▶ PROBLEM TO SOLVE
Scan the records for "well". Show the matching lines.

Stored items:
########################################

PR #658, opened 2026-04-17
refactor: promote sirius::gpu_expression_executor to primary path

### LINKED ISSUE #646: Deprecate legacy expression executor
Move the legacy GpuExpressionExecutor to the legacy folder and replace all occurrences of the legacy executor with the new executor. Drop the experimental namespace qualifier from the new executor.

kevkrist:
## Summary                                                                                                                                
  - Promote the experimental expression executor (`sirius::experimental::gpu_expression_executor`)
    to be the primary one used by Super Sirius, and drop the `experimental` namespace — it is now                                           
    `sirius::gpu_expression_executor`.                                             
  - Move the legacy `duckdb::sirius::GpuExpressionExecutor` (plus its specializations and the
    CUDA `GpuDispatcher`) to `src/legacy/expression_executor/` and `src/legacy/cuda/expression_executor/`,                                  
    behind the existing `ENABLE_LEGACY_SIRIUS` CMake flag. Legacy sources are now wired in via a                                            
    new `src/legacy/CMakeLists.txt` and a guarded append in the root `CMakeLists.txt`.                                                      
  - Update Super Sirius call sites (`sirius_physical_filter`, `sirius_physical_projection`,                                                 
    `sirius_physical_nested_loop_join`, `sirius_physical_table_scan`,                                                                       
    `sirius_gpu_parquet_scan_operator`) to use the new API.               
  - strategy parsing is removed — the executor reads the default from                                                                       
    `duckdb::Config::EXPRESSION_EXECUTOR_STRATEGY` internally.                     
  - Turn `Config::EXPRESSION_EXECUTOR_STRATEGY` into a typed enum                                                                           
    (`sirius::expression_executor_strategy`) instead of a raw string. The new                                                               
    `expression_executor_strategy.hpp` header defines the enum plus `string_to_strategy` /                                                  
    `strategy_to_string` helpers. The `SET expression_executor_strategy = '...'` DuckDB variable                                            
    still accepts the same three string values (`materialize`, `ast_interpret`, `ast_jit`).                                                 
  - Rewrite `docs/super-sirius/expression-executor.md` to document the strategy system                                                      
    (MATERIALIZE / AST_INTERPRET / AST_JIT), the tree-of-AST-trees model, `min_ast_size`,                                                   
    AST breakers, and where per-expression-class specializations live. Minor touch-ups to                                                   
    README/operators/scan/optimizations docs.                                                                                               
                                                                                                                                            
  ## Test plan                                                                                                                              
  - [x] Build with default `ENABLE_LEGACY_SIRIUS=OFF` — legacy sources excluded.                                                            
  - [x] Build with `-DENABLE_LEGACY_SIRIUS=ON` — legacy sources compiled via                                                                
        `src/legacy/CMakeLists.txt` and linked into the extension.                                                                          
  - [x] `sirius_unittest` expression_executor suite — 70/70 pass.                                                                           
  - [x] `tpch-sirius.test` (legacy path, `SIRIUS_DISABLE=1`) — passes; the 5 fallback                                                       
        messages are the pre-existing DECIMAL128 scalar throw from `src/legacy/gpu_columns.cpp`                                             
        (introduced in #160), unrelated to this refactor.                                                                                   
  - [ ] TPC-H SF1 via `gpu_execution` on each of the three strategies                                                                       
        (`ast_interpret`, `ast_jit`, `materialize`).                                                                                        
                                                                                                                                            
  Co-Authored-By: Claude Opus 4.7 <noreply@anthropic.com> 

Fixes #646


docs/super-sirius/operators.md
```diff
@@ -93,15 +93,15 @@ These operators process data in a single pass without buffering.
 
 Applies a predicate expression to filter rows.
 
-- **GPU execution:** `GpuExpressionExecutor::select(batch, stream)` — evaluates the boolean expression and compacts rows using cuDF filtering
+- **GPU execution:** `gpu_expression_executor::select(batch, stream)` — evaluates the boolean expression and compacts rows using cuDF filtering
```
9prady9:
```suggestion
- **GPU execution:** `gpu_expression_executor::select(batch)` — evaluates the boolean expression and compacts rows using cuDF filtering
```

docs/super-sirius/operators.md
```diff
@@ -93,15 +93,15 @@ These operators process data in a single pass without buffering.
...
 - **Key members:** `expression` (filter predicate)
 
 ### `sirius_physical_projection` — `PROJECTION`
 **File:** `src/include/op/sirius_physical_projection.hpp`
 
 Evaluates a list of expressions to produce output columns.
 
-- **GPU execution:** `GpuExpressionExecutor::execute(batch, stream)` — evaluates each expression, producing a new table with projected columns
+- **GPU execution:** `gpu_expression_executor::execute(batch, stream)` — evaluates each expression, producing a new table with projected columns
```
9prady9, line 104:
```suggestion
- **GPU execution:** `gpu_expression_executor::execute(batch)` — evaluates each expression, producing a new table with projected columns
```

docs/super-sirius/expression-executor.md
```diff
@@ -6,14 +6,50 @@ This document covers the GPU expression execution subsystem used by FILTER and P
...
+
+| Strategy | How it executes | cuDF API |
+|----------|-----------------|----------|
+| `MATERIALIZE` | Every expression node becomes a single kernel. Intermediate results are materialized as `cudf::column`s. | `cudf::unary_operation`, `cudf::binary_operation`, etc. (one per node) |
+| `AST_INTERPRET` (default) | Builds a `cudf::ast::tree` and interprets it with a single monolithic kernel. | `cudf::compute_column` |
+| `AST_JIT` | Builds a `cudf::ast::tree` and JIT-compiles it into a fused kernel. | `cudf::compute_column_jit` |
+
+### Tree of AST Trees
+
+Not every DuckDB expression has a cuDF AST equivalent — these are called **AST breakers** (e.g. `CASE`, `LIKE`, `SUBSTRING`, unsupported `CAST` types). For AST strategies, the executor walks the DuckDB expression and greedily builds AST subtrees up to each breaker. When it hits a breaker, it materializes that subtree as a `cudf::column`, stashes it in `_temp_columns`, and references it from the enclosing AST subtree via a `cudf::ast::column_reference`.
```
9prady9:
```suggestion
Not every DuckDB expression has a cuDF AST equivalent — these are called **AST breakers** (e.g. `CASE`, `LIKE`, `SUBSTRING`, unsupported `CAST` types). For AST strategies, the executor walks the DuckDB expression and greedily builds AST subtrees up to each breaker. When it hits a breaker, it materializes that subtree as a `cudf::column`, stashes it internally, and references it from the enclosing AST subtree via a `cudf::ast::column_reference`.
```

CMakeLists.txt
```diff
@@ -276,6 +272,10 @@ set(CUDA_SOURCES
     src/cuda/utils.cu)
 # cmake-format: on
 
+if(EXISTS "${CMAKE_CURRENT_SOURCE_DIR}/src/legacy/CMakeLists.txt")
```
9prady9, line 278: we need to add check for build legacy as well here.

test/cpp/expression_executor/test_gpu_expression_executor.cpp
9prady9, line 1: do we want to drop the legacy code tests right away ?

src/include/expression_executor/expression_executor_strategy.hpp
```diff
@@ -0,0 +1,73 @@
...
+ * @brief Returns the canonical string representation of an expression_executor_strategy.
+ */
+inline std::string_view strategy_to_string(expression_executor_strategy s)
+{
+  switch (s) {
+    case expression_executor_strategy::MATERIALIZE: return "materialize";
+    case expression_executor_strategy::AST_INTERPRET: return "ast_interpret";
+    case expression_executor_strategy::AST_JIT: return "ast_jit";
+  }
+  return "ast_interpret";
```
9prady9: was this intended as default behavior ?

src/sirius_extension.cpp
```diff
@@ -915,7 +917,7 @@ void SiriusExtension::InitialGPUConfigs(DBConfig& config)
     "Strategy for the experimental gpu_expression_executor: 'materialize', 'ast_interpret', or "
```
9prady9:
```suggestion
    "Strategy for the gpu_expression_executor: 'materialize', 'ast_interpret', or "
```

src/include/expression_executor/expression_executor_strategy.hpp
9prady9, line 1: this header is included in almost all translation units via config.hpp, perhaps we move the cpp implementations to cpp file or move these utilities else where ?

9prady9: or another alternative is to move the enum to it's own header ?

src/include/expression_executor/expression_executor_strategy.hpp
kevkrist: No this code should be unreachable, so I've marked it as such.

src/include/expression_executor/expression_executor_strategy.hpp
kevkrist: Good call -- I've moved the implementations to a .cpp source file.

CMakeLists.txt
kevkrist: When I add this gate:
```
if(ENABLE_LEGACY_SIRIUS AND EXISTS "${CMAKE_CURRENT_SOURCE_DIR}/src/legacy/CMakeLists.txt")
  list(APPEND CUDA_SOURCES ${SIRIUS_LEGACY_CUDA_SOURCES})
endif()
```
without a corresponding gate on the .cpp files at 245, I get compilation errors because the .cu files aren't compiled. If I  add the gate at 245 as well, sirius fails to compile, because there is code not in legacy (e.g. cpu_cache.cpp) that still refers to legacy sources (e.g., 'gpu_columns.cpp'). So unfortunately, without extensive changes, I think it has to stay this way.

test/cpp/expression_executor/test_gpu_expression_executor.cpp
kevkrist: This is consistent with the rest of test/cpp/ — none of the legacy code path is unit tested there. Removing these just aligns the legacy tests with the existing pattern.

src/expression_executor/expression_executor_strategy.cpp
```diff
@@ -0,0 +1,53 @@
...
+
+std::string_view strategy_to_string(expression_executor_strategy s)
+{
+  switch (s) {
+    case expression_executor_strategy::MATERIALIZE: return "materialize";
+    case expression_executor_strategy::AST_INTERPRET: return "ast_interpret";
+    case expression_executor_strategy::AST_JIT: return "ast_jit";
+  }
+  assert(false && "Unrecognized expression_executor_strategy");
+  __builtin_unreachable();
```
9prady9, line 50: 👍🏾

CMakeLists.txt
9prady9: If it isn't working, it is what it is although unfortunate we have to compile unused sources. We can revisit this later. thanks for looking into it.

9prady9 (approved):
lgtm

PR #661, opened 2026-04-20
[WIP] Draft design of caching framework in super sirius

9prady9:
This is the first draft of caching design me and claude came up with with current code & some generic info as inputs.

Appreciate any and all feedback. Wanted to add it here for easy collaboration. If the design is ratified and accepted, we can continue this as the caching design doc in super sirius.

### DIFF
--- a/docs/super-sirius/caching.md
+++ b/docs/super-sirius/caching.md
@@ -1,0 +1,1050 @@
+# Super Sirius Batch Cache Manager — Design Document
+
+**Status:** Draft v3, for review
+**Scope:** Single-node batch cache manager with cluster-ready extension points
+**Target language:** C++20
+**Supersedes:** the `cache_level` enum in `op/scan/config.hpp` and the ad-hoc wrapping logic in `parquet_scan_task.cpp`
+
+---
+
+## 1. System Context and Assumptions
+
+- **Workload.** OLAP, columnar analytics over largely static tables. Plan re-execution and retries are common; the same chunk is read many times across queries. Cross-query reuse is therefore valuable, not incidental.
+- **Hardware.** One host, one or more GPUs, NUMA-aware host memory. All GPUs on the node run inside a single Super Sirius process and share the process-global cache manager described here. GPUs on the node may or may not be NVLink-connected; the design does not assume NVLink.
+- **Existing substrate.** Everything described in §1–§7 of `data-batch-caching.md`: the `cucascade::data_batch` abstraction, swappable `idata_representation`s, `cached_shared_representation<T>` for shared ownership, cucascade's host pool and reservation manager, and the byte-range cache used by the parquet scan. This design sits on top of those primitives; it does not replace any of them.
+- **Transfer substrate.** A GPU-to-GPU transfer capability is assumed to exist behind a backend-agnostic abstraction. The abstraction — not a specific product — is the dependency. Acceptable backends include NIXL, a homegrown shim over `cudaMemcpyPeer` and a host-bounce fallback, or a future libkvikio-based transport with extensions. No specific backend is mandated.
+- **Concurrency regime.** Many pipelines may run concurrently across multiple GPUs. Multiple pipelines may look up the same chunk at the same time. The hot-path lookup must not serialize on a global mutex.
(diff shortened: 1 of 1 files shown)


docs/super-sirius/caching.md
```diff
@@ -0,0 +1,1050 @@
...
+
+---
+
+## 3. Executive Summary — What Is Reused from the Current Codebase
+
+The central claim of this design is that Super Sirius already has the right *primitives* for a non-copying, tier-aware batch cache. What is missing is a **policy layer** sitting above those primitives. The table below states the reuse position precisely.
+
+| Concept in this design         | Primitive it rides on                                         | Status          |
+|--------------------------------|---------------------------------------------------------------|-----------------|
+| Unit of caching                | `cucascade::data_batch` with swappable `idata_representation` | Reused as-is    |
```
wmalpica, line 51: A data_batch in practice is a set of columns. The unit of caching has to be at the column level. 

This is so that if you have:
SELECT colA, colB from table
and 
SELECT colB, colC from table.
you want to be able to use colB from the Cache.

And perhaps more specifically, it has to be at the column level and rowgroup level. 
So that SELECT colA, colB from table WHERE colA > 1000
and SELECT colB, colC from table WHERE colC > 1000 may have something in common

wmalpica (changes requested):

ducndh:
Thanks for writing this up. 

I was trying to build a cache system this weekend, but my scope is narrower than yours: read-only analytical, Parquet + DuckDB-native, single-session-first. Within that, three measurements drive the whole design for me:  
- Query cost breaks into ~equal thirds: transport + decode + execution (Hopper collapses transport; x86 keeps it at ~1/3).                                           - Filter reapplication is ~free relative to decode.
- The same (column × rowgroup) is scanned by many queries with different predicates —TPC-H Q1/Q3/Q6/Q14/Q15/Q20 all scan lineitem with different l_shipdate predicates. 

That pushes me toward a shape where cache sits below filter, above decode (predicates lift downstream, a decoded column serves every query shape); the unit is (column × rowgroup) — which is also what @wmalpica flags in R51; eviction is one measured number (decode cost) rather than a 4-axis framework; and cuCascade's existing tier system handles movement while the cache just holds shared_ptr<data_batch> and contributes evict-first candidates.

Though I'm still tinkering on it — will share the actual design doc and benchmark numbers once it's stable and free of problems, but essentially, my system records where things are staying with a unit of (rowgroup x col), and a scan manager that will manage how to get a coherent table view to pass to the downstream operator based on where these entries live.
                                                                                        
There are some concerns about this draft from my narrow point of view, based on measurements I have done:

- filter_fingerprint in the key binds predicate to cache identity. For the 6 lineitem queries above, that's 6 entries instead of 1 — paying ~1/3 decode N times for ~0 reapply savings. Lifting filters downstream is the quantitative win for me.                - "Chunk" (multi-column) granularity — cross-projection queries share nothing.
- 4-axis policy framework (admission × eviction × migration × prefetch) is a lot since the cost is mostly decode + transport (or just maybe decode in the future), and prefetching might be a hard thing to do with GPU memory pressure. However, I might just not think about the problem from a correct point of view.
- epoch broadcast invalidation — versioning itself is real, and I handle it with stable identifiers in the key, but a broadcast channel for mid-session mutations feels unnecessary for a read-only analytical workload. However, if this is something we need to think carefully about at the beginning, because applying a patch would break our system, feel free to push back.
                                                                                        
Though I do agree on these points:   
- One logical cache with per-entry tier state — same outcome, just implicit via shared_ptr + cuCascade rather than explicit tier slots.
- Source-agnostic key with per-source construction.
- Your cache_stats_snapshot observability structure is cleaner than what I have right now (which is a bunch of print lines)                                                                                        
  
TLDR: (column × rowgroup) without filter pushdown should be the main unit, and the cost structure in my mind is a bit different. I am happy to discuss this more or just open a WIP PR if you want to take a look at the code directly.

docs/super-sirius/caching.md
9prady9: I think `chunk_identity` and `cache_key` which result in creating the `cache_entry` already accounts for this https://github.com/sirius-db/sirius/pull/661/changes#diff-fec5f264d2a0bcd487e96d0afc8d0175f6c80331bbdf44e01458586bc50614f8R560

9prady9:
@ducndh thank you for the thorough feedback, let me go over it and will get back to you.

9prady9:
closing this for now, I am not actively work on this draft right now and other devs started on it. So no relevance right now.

########################################

▶ TASK SOLUTION
9prady9, line 278: we need to add check for build legacy as well here.
without a corresponding gate on the .cpp files at 245, I get compilation errors because the .cu files aren't compiled. If I  add the gate at 245 as well, sirius fails to compile, because there is code not in legacy (e.g. cpu_cache.cpp) that still refers to legacy sources (e.g., 'gpu_columns.cpp'). So unfortunately, without extensive changes, I think it has to stay this way.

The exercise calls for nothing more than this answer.